WHAT IS REQUIRED =
Work out how many lines below hold the string "block" and state only that figure.

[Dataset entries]
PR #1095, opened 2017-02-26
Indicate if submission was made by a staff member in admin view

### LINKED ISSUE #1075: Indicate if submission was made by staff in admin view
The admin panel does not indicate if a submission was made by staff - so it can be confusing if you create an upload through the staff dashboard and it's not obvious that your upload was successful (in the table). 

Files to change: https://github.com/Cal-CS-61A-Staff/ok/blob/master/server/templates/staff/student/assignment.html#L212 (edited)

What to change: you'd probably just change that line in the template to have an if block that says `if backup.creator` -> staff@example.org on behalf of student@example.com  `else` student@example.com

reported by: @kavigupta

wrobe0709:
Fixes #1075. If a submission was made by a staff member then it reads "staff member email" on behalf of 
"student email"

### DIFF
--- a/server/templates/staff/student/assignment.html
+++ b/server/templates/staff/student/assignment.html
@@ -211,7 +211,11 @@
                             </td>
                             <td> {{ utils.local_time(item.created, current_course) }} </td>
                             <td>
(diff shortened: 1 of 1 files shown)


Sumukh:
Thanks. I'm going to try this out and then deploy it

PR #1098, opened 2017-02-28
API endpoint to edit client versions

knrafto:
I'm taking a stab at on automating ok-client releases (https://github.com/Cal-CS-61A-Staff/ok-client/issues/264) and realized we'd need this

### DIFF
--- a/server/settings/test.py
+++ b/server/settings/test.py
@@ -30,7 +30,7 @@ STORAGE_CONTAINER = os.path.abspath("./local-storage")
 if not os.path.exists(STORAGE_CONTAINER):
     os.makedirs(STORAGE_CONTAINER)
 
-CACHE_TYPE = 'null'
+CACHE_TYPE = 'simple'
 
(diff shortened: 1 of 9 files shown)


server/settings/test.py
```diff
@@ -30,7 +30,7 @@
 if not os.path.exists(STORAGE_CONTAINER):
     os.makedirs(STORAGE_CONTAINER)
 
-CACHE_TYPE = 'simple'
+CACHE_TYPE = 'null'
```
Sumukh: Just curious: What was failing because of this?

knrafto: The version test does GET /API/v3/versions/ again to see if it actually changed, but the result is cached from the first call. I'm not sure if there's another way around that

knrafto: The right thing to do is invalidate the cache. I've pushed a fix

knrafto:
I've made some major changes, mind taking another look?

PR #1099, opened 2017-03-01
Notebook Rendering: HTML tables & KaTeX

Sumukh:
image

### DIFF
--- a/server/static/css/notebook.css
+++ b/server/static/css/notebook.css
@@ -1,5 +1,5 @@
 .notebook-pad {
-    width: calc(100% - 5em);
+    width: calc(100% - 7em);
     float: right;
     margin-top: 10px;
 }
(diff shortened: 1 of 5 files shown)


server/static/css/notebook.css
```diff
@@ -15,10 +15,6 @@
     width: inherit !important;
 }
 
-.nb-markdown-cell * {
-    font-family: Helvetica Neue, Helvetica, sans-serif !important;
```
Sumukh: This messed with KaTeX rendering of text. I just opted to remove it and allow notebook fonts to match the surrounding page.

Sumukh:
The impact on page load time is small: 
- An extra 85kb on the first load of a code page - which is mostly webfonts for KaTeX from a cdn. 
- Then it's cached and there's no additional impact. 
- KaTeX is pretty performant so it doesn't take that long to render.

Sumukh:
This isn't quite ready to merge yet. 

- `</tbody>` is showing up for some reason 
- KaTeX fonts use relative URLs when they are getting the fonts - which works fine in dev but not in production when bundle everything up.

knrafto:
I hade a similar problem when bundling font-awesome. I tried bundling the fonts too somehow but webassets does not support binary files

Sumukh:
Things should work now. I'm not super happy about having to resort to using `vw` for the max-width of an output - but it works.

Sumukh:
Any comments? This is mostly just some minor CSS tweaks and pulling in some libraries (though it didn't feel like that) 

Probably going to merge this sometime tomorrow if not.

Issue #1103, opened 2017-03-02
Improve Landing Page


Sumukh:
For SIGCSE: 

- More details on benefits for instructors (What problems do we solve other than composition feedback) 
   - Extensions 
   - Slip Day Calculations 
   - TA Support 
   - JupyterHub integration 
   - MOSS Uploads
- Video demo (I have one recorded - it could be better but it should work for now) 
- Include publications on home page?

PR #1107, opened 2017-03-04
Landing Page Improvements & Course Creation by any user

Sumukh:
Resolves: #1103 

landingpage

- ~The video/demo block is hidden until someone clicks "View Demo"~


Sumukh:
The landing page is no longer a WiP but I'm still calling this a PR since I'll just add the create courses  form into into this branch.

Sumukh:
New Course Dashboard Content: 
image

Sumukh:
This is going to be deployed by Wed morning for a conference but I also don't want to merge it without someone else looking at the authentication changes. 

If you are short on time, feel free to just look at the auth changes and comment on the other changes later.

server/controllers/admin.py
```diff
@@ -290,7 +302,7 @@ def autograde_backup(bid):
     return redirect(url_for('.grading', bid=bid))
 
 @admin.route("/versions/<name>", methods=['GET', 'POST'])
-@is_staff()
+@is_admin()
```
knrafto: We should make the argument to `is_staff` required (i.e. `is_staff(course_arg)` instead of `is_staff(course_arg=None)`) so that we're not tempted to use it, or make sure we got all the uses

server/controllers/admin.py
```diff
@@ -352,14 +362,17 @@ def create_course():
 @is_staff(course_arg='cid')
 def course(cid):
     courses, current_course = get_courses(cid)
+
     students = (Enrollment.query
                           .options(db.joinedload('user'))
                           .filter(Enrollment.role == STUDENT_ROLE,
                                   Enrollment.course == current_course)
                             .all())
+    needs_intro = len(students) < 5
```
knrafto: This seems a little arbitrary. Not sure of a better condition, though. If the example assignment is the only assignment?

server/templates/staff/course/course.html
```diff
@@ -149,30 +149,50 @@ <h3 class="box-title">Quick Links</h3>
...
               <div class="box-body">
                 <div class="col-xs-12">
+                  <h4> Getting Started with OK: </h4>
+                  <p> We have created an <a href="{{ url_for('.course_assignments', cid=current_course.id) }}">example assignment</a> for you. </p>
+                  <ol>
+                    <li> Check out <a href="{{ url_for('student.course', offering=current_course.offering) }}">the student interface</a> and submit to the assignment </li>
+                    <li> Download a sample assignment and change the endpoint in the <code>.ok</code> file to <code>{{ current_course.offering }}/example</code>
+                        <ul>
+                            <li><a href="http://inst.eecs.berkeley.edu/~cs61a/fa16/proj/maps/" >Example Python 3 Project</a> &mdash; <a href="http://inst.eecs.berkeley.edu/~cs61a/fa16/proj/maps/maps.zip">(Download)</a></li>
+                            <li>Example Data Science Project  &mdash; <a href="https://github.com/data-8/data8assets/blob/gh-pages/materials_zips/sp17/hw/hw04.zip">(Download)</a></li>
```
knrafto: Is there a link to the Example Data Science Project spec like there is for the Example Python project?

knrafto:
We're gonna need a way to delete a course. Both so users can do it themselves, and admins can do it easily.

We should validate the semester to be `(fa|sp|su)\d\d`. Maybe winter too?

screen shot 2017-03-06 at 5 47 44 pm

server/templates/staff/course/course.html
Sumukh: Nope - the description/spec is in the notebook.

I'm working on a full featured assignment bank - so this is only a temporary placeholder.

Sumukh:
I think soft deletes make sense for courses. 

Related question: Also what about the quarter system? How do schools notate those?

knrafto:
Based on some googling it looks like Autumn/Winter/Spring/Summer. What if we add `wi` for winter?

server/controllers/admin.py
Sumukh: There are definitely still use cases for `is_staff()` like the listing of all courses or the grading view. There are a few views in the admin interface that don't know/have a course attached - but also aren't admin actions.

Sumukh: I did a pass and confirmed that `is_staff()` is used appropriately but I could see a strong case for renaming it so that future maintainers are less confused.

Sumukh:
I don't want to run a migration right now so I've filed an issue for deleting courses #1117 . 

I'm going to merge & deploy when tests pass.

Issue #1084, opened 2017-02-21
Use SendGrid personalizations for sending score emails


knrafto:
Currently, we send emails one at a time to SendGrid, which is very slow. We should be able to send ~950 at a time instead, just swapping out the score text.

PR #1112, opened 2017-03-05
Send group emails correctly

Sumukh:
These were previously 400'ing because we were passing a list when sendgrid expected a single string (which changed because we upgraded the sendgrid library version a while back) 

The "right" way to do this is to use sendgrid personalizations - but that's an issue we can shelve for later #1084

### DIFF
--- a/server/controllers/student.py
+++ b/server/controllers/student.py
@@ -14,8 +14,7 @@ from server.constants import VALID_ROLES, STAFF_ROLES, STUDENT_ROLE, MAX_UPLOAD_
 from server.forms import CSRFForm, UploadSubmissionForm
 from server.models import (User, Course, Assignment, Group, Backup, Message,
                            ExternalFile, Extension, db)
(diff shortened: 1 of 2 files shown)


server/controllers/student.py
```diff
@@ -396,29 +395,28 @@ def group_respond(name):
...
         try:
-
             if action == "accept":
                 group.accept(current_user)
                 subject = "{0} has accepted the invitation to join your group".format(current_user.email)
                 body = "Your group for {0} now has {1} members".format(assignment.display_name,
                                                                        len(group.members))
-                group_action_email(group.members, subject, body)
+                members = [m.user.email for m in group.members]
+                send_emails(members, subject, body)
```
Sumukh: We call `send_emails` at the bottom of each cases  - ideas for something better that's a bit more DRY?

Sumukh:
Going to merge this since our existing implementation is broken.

TASK ANSWER =
2